> The task
Return each line of the records holding the string "capped".

(Stored data entries)
+ + + + +

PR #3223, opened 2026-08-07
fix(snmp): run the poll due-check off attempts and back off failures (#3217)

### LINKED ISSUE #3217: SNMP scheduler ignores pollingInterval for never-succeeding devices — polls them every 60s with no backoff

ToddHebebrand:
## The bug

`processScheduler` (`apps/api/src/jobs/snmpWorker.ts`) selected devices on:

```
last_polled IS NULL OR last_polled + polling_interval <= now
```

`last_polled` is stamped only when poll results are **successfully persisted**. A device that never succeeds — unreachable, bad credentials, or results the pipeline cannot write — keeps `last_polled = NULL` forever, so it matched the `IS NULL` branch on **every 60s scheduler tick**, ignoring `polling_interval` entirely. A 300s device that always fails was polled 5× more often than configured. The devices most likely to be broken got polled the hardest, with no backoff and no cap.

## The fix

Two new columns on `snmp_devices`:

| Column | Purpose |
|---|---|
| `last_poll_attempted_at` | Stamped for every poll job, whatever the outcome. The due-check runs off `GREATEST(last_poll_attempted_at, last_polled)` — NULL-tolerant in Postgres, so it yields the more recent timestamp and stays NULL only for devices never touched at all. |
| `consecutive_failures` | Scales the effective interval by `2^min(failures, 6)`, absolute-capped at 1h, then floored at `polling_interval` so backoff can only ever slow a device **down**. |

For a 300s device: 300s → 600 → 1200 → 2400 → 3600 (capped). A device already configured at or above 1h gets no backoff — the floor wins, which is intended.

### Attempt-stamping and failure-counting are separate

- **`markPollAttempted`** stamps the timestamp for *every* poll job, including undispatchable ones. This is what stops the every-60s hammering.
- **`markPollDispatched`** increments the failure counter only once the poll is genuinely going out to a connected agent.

+ + + + +

> Exercise response
| `consecutive_failures` | Scales the effective interval by `2^min(failures, 6)`, absolute-capped at 1h, then floored at `polling_interval` so backoff can only ever slow a device **down**. |
For a 300s device: 300s → 600 → 1200 → 2400 → 3600 (capped). A device already configured at or above 1h gets no backoff — the floor wins, which is intended.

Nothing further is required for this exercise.